PR #6053, opened 2020-06-10
Get canonical version for publish URL

live1206:
[AB#230340](https://dev.azure.com/ceapex/Engineering/_workitems/edit/230340)

###### Microsoft Reviewers: [Open in CodeFlow](http://wpcp.azurewebsites.net/CodeFlowProtocolProxy2.php?pullrequest=https://github.com/dotnet/docfx/pull/6053)

PR #6058, opened 2020-06-11
Fix moniker order

live1206:
Fix for #6053 

###### Microsoft Reviewers: [Open in CodeFlow](http://wpcp.azurewebsites.net/CodeFlowProtocolProxy2.php?pullrequest=https://github.com/dotnet/docfx/pull/6058)

### DIFF
--- a/src/docfx/build/moniker/MonikerProvider.cs
+++ b/src/docfx/build/moniker/MonikerProvider.cs
@@ -49,7 +49,7 @@ namespace Microsoft.Docs.Build
             {
                 return value;
             }
-            return int.MinValue;
+            return 0;
         }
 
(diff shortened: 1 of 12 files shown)


src/docfx/build/moniker/MonikerProvider.cs
```diff
@@ -49,7 +49,7 @@ public int GetMonikerOrder(string moniker)
             {
                 return value;
             }
-            return int.MinValue;
+            return 0;
```
live1206, line 52: Since `order` in optional, 0 is default as lowest order.
https://github.com/dotnet/docfx/blob/5b882493aa776dc37106cb6466b6178a81a7196c/src/docfx/lib/moniker/Moniker.cs#L17

PR #6059, opened 2020-06-11
fix bug of invalid monikers

OsmondJiang:
invalid moniker should be considered as `isCanonicalVersion = false`

###### Microsoft Reviewers: [Open in CodeFlow](http://wpcp.azurewebsites.net/CodeFlowProtocolProxy2.php?pullrequest=https://github.com/dotnet/docfx/pull/6059)

### DIFF
--- a/docs/specs/validation.yml
+++ b/docs/specs/validation.yml
@@ -1657,10 +1657,9 @@ inputs:
     }
 outputs:
   .errors.log: |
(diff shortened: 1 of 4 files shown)


yufeih:
Close this as it is a very corner case.

OsmondJiang:
close this pr because we think it's the existing error has already told user that the moniker zone is invalid

PR #7755, opened 2021-12-14
Optimize TOC reference buildup

yufeih:

This is to optimize the first stage of non-parallel toc map build up.

This is part 1. Part 2 is to fix the O(n^2) conflict detection algorithm.

### DIFF
--- a/src/docfx/build/toc/TocMap.cs
+++ b/src/docfx/build/toc/TocMap.cs
@@ -157,7 +157,7 @@ internal class TocMap
         using var scope = Progress.Start("Loading TOC");
 
         var allTocFiles = new ConcurrentBag<FilePath>();
-        var allTocs = new List<(FilePath file, HashSet<FilePath> docs, HashSet<FilePath> tocs, bool hasFallbackToc)>();
+        var allTocs = new List<(FilePath file, HashSet<FilePath> docs, HashSet<FilePath> tocs, bool shouldBuildFile)>();
         var includedTocs = new HashSet<FilePath>();
         var allServicePages = new List<FilePath>();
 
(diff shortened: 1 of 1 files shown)


src/docfx/build/toc/TocMap.cs
```diff
@@ -152,71 +152,80 @@ private static (int subDirectoryCount, int parentDirectoryCount) GetRelativeDire
...
-            if (tocToTocs.TryGetValue(file, out var tocReferences) && tocReferences.Any(toc => toc.Origin != FileOrigin.Fallback))
+            if (!tocToTocs.TryGetValue(file, out var value))
             {
-                return true;
+                return false;
             }
 
-            return false;
+            // if A toc includes B toc and only B toc is localized, then A need to be included and built
+            return !value.hasFallbackToc;
```
yufeih, line 228: Precompute fallback logic to get rid of `Any` check inside a hot loop.

src/docfx/build/toc/TocLoader.cs
```diff
@@ -77,15 +77,15 @@ public static TocHrefType GetHrefType(string? href)
         return TocHrefType.RelativeFile;
     }
 
-    public (TocNode node, List<FilePath> referencedFiles, List<FilePath> referencedTocs, List<FilePath> servicePages) Load(FilePath file)
+    public (TocNode node, HashSet<FilePath> referencedFiles, HashSet<FilePath> referencedTocs, List<FilePath> servicePages) Load(FilePath file)
```
yufeih, line 80: Turn `List` to `HashSet` to get rid of `Distinct` calls in toc map builder.

herohua (approved):

src/docfx/build/toc/TocMap.cs
```diff
@@ -152,47 +152,46 @@ private static (int subDirectoryCount, int parentDirectoryCount) GetRelativeDire
...
+        ParallelUtility.ForEach(scope, _errors, allTocFiles, file =>
         {
-            var (_, referencedDocuments, referencedTocs, servicePages) = _tocLoader.Load(file);
-
-            tocReferences.TryAdd(file, (referencedDocuments, referencedTocs));
+            var (_, docs, tocs, servicePages) = _tocLoader.Load(file);
+            var shouldBuildFile = tocs.Any(toc => toc.Origin != FileOrigin.Fallback);
 
-            foreach (var servicePage in servicePages)
+            lock (allTocs)
```
live1206, line 177: Can we leverage [ListBuilder](https://github.com/dotnet/docfx/blob/v3/src/docfx/lib/collections/ListBuilder.cs) here?

yufeih: That will lock/unlock 3 times but here we only need to lock/unlock once.

AngryBerryMS (approved):

PR #7756, opened 2021-12-14
Optimize service page publish url conflict detection

yufeih:

This is to remove the O(n^2) conflict detection algorithm. Depend on #7755

### DIFF
--- a/docs/specs/toc/service-page.yml
+++ b/docs/specs/toc/service-page.yml
@@ -718,7 +718,7 @@ outputs:
   a/test/index.json:
   a/api/bot/toc.json:
   .errors.log: |
-    {"message_severity":"warning","code":"output-path-conflict","message":"Two or more files output to the same path 'test/index.json': 'test/index.md', 'test/index.yml [generated]'."}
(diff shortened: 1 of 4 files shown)


docs/specs/toc/service-page.yml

> **Prompt**: Copy every line of the listing containing the string "allTocs".

> **Solution to the problem**:
-        var allTocs = new List<(FilePath file, HashSet<FilePath> docs, HashSet<FilePath> tocs, bool hasFallbackToc)>();
+        var allTocs = new List<(FilePath file, HashSet<FilePath> docs, HashSet<FilePath> tocs, bool shouldBuildFile)>();
+            lock (allTocs)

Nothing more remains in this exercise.